8. The method of claim 6, wherein the converting the data format of the media data to be processed to the target format comprises:

calling a drawing function matched with the operating system, and inputting the media data to be processed into a graphic processor;

performing batch format conversion processing by the graphic processor so as to convert the data format of the media data to be processed into the target format;

and transmitting the media data to be processed belonging to the target format in the graphic processor back to the central processing unit.

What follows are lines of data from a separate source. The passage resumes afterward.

Issue #6687, opened 2024-08-15
lv_obj_add_flag and remove_flag should check if the flag is already set/unset


lorddevereux:
### Introduce the problem

I recently ran into a case where a rogue function was continually calling **lv_obj_remove_flag(widget, LV_OBJ_FLAG_HIDDEN)** on a few widgets.
Every call causes the object to be invalidated and therefore redrawn even though it hasn't actually changed. This caused a massive performance impact (3 FPS -> 30 FPS!). Whilst it should be up to the user to make sure they don't call the function unnecessarily, I think patching to prevent this will save someone debugging in future.

Posting as a discussion before submitting PR in case someone think of a good reason not to do it!

### Proposal

Add to lv_obj_add_flag ~line 233
`if (obj->flags & f)`
`        return;`

Add to lv_obj_remove_flag ~line 270
`if (!(obj->flags & f))`
`        return;`

kisvegabor:
Great catch!  Could you send a Pull request?

Just a minor change for `add` as it should work with ORed flags too (e.g. add `HIDDEN | IGNORE_LAYOUT`):
```c
if ((obj->flags & f) == f) /*Check if all flags are set*/
        return;
```

kisvegabor:
No stale

jurstu:
I believe I made the proposed changes. PR coming.

PR #6859, opened 2024-09-15
perf(obj): skip repeated flag setting operations

jurstu:
issue link:
https://github.com/lvgl/lvgl/issues/6687

### DIFF
--- a/src/core/lv_obj.c
+++ b/src/core/lv_obj.c
@@ -231,7 +231,7 @@ lv_obj_t * lv_obj_create(lv_obj_t * parent)
 void lv_obj_add_flag(lv_obj_t * obj, lv_obj_flag_t f)
 {
     LV_ASSERT_OBJ(obj, MY_CLASS);
-    if((obj->flags & f) == f) /*Check if all flags are set*/
+    if(lv_obj_has_flag(obj, f)) /*Check if all flags are set*/
         return;
 
     bool was_on_layout = lv_obj_is_layout_positioned(obj);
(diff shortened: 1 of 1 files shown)


jurstu:
issue link:
https://github.com/lvgl/lvgl/issues/6687

src/core/lv_obj.c
```diff
@@ -231,6 +231,8 @@ lv_obj_t * lv_obj_create(lv_obj_t * parent)
 void lv_obj_add_flag(lv_obj_t * obj, lv_obj_flag_t f)
 {
     LV_ASSERT_OBJ(obj, MY_CLASS);
+    if((obj->flags & f) == f) /*Check if all flags are set*/
```
FASTSHIFT: Use `lv_obj_has_flag`

src/core/lv_obj.c
```diff
@@ -268,6 +270,8 @@ void lv_obj_add_flag(lv_obj_t * obj, lv_obj_flag_t f)
 void lv_obj_remove_flag(lv_obj_t * obj, lv_obj_flag_t f)
 {
     LV_ASSERT_OBJ(obj, MY_CLASS);
+    if(!(obj->flags & f))
```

9. The method of claim 6, wherein the business process results include drive related data, the method further comprising:

and controlling the virtual roles in the virtual interaction scene according to the driving related data, and moving according to the actions of the objects in the media data to be processed.

10. The method according to any one of claims 1 to 5, wherein the target service comprises a play service, the media data to be processed corresponding to the target service comprises the virtual scene data, and further comprises at least one of the real scene data and the media data file;

performing format conversion on at least one of the real scene data and the media data file to obtain target video data suitable for the illusion engine;

and superposing the target video data for playing in the process of playing the virtual interaction scene corresponding to the virtual scene data through the virtual interaction application.

11. The method according to any one of claims 1 to 5, wherein the target service comprises a video encoding service, wherein the media data to be processed corresponding to the target service comprises the virtual scene data, or wherein the media data to be processed further comprises at least one of the real scene data and the media data file;

acquiring a preset coding state;

and the sub-thread is used for encoding the media data to be processed according to the encoding state through the sub-thread to obtain a target encoding file which is adapted to the operating system.

12. A media data processing device, the device comprising:

13. A computer device comprising a memory and a processor, the memory storing a computer program, characterized in that the processor implements the steps of the method of any one of claims 1 to 11 when the computer program is executed.

14. A computer readable storage medium, on which a computer program is stored, characterized in that the computer program, when being executed by a processor, implements the steps of the method of any of claims 1 to 11.

15. A computer program product comprising a computer program, characterized in that the computer program, when being executed by a processor, implements the steps of the method of any one of claims 1 to 11.